# Task prompt
Gather all lines with "will" from the records.

───

PR #535, opened 2023-11-21
Remove sift and polyphen from VCF export

mike-w-wilson:
A user found that the number of v4's VCF VEP fields(48) do not match the header(46). This is a result of using default parameters in the function that creates a string out of the vep struct. The default call uses the default VEP_CSQ_FIELDS  list which contains SIFT and Polyphen. It then inserts missing values  in the "validated_ht"  after not finding the fields in the VEP annotation. This "validated_ht" is then used for VCF export. 

This PR fixes the exported VCF fields by removing SIFT and Polyphen from the `csq_fields` passed to the `vep_struct_to_csq` function, resulting in the correct number of vep fields in the VCF.

### DIFF
--- a/gnomad_qc/v4/create_release/validate_and_export_vcf.py
+++ b/gnomad_qc/v4/create_release/validate_and_export_vcf.py
@@ -503,6 +503,8 @@ def prepare_ht_for_validation(
 
     logger.info("Constructing INFO field")
     # Remove SIFT and Polyphen from CSQ fields or they will be inserted with
+    # missing values by vep_struct_to_csq. These fields are processed separately
+    # as in silico annotations.
     csq_fields = "|".join(
         [
             c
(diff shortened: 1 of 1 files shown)


gnomad_qc/v4/create_release/validate_and_export_vcf.py
```diff
@@ -497,12 +502,22 @@ def prepare_ht_for_validation(
     )
 
     logger.info("Constructing INFO field")
+    # Remove SIFT and Polyphen from csq fields or they will be inserted with
+    # missing values by vep_struct_to_csq
```
KoalaQin, line 506:
```suggestion
    # Remove SIFT and Polyphen from CSQ fields or they will be inserted with
```

KoalaQin, line 506: Do you want to add a note stating they're extracted from VEP fields and processed separately?

KoalaQin (approved):
LGTM!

───

# Answer space
     # Remove SIFT and Polyphen from CSQ fields or they will be inserted with
+    # Remove SIFT and Polyphen from csq fields or they will be inserted with
    # Remove SIFT and Polyphen from CSQ fields or they will be inserted with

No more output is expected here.